Gry Carl Terrell from the Danish Meat Research Institute introduces a valuable tool to maximise shelf life and ensure food safety
A predictive model is a mathematical framework or algorithm that forecasts future outcomes based on historical data.
Predictive models, such as the models in DMRI Predict, allow for the simulation of various storage and handling scenarios and preservation techniques to assess their impact on food safety and shelf life. This helps in decision-making regarding effective preservation strategies, packaging, distribution, and storage conditions. Finally, the models can serve as documentation towards customers, regulatory, and third-party auditors.
DMRI Predict is open to all, free of charge, and can be accessed here.
Shelf-life vs. safety models
DMRI Predict currently contains nine shelf-life models, predicting spoilage, and seven safety models, predicting food safety issues due to disease-causing organisms (pathogens).
Very simplified, shelf-life models are generated by collecting products destined for consumers, storing them at various temperatures in a series of shelf-life studies and evaluating the sensory and microbial quality during the entire storage period until spoilage.
Again, simplified, the safety models are generated by a series of challenge studies, where products are inoculated with the pathogen(s) of interest, stored at various temperatures and growth, inhibition and/or toxin production is monitored over the entire duration of storage. For both models, one or more factors are always added, e.g., the packaging method, pH, added preserving agents, etc., to create useful models for the food industry.

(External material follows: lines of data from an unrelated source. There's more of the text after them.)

Issue #3421, opened 2026-01-12
Rime TTS Punctuation Spacing Error


tfvjr:
### pipecat version

0.0.96+

### Python version

3.13.7

### Operating System

macOS 26.1

### Issue description

Same issue reported and fixed here, but for Rime not Deepgram.

https://github.com/pipecat-ai/pipecat/issues/3242
https://github.com/pipecat-ai/pipecat/pull/3345

### Reproduction steps

Typically occurs in phrases with more than one period.

### Expected behavior

Not pronounce punctuation like "dot".

### Actual behavior

Sent to TTS with "dot".

### Logs

```shell

```

markbackman:
Can you provide more information on how to reproduce? On `main`, I ran the same example I ran for Deepgram and cannot get the TTS to say "dot".

Here's that file:
[07q-interruptible-rime.py](https://github.com/user-attachments/files/24575212/07q-interruptible-rime.py)

Rime is configured for:
```
    tts = RimeTTSService(
        api_key=os.getenv("RIME_API_KEY", ""),
        voice_id="rex",
    )
```

which means the `mistv2` model is in use.

tfvjr:
Still working on being able to replicate consistently, but here are some of the logs from one of our faulty calls.

Master log shows: "2026-01-12 21:11:58.984 | INFO     | llm:llm_response_complete | text="Perfect, Teddy. I've got you down for PPF on your Toyota Camry. Someone from our team will give you a call soon. Thanks." duration_ms=975.466 text_length=120 transport_type="twilio"
2026-01-12 16:11:59.023 | DEBUG    | metrics.frame_processor_metrics:stop_ttfb_metrics:131 | RimeTTSService#0 TTFB: 0.400036096572876
2026-01-12 16:11:59.042 | DEBUG    | transports.base_output:_bot_started_speaking:604 | Bot started speaking
2026-01-12 16:11:59.107 | DEBUG    | rime.tts:_receive_messages:409 | Updated cumulative time to: 0.7778684807256236
2026-01-12 16:11:59.458 | DEBUG    | rime.tts:_receive_messages:409 | Updated cumulative time to: 3.2391836734693875
2026-01-12 16:11:59.634 | DEBUG    | rime.tts:_receive_messages:409 | Updated cumulative time to: 5.816598639455782
[...]

PR #3424, opened 2026-01-13
Add append_trailing_space to TTSService to prevent vocalizing trailin…

markbackman:
…g punctuation; update DeepgramTTSService and RimeTTSService to use the arg

Fixes https://github.com/pipecat-ai/pipecat/issues/3421

### DIFF
--- a/changelog/3424.changed.md
+++ b/changelog/3424.changed.md
@@ -1,0 +1,1 @@
+- `DeepgramTTSService` and `RimeTTSService` now set `append_trailing_space` to `True` to prevent punctuation (e.g., “dot”) from being pronounced.
--- a/src/pipecat/services/tts_service.py
+++ b/src/pipecat/services/tts_service.py
@@ -101,6 +101,9 @@ class TTSService(AIService):
         silence_time_s: float = 2.0,
         # if True, we will pause processing frames while we are receiving audio
         pause_frame_processing: bool = False,
+        # if True, append a trailing space to text before sending to TTS
+        # (helps prevent some TTS services from vocalizing trailing punctuation)
+        append_trailing_space: bool = False,
         # TTS output sample rate
         sample_rate: Optional[int] = None,
         # Text aggregator to aggregate incoming tokens and decide when to push to the TTS.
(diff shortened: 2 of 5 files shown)


changelog/3424.changed.md
```diff
@@ -0,0 +1 @@
+- `DeepgramTTSService` and `RimeTTSService` now use the base class `append_trailing_space` to add trailing spaces in their `run_tts()` methods in order to prevent pronouncing punctuation (e.g. "dot").
```
filipi87: I guess this "base class" part is a little confusing. Maybe something like this:
```suggestion
- `DeepgramTTSService` and `RimeTTSService` now set `append_trailing_space` to `True` to prevent punctuation (e.g., “dot”) from being pronounced.
```

tfvjr (approved):

src/pipecat/services/tts_service.py
```diff
@@ -273,6 +279,19 @@ def language_to_service_language(self, language: Language) -> Optional[str]:
...
+    def _prepare_text_for_tts(self, text: str) -> str:
+        """Prepare text for TTS by applying any necessary transformations.
+
+        Args:
+            text: The text to prepare.
+
+        Returns:
+            The prepared text with transformations applied.
+        """
+        if self._append_trailing_space and not text.endswith(" "):
```
mattieruth, line 291: in deepgram, you had purposely chosen to always add a space, no matter the ending. is there a reason you went back on that decision here?

src/pipecat/services/tts_service.py
```diff
@@ -273,6 +279,19 @@ def language_to_service_language(self, language: Language) -> Optional[str]:
         """
         return Language(language)
 
+    def _prepare_text_for_tts(self, text: str) -> str:
+        """Prepare text for TTS by applying any necessary transformations.
```
mattieruth: nit: i think this comment should make it clear that these transformations are service specific or built-in and not to be confused with the set of custom transformations someone can add. maybe something like:

```suggestion
        """Prepare text for TTS by applying any transformations required by the service.
```

src/pipecat/services/tts_service.py
markbackman: I hadn't thought of this case, and I'm not sure it will exist, given how the aggregator works. But, the issue is that some TTS services require a space between sentences. If there's already a space, we shouldn't add a second one. Think that makes sense?

markbackman:
> two minor things. but also: In passing, I think you mentioned that Fuse might also need this?
> 

I thought Hume might need it, but in my testing, I couldn't find a case where the punctuation was vocalized. If someone reports the issue, the fix is now easy to make.

src/pipecat/services/tts_service.py
markbackman: Makes sense. Fixed.

changelog/3424.changed.md
markbackman: Fixed.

Some models address specific issues, and two examples are described below. One example is the latest model in the collection, namely the Leuconostoc model, which tackles the specific issue of ‘blown packages’ and the other example, the Bacillus cereus, is a model under development that has grown in relevance with the growing popularity of plant-based meat alternatives.
The new Leuconostoc model
The lactic acid bacteria Leuconostoc carnosum and Leuconostoc mesenteroides subsp. mesenteroides are associated with spoilage of MAP or vacuum-packaged plant- and meat- based deli-food products. These organisms are gas producers and are the major cause of blown packages, resulting in significant quantities of deli-food products being discarded due to this type of spoilage.
Model development
Strains of L. carnosum and L. mesenteroides were isolated from blown packs of deli-meat and used to develop the predictive growth model. Model products of deli meat and plant-based sausages with varying combinations of pH and preservatives were manufactured at the in-house pilot plant facilities. They were sliced under sterile conditions, inoculated with the Leuconostoc cocktail, MA- packaged (30% CO2/70% N2), and stored at temperatures between 3°C and 8°C.

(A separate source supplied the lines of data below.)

PR #3425, opened 2026-01-13
Add Gemini 3 Flash-specific thinking levels

kompfner:


pyproject.toml
```diff
@@ -62,7 +62,7 @@ fal = [ "fal-client~=0.5.9" ]
 fireworks = []
 fish = [ "ormsgpack~=1.7.0", "pipecat-ai[websockets-base]" ]
 gladia = [ "pipecat-ai[websockets-base]" ]
-google = [ "google-cloud-speech>=2.33.0,<3", "google-cloud-texttospeech>=2.31.0,<3", "google-genai>=1.51.0,<2", "pipecat-ai[websockets-base]" ]
+google = [ "google-cloud-speech>=2.33.0,<3", "google-cloud-texttospeech>=2.31.0,<3", "google-genai>=1.57.0,<2", "pipecat-ai[websockets-base]" ]
```
kompfner, line 65: I had to. update `google-genai` because it does some validation itself, and the older version didn't recognize the new thinking levels.

filipi87:
@kompfner, I can see some tests failing. Is this related to any changes in this PR? Maybe the new dependency?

Based on the collected data, a model for the growth of Leuconostoc was developed. The final model accounts for the effect of temperature, pH, salt, lactate, acetate, and nitrite.
Model validation
The model was validated against data from previous projects and new shelf-life studies on other types of meat products (baloney and ham), as well as plant-based sausages inoculated with the Leuconostoc cocktail. There was a good fit between observed and predicted values. Thus, the model can be used as an acceptable tool to predict Leuconostoc growth in both meat- and plant-based deli products. Validation of the model (n=52) showed that it was acceptable with a bias factor (Bf) of 0.96 and an accuracy factor (Af) of 1.18.
Developing the Bacillus cereus model
Bacillus cereus can cause food poisoning and is problematic in the food industry for mainly three reasons: it forms spores, may produce potent toxins and some strains can grow at temperatures as low as 4°C. DMRI is developing a model that can predict the growth of B. cereus in heat-treated deli-meat products that are stored vacuum-packaged or MA-packaged (30% CO2/70% N2) at refrigeration.
The role of packaging, preservation, and storage temperature
For a B. cereus spore to germinate, some oxygen must be present in the package. Furthermore, our experiments have shown that MAP (30% CO2/70% N2) provides a significantly better inhibition of B. cereus than vacuum. This indicates growth inhibition caused by CO2.
If the temperature is kept low, it does not take much preservation to defer the growth of B. cereus. At elevated temperature (10°C), B. cereus grows readily in vacuum-packed products. Adding 1.5 % lactate slightly deferred the growth, but the addition of 3% lactate completely inhibited growth for 90 days. Nitrite also showed an efficient growth inhibition, although the effect was temporary.
Model development
DMRI is currently building a model for predicting the growth of B. cereus in sliced deli meats with or without the addition of plant-based ingredients. This is done through a number of challenge tests, where meat mince (with or without added plant-based ingredients) is added various preservatives, inoculated with a cocktail of B. cereus spores, heat treated, vacuum- or MA-packed (30% CO2/70% N2) and stored at 5-10°C. The model is expected to be available on DMRI Predict in 2026/2027.
Acknowledgements
The work has been funded with financial support from the Danish Pig Levy Fund, Nortura SA, and the Danish Agency for Higher Education and Science.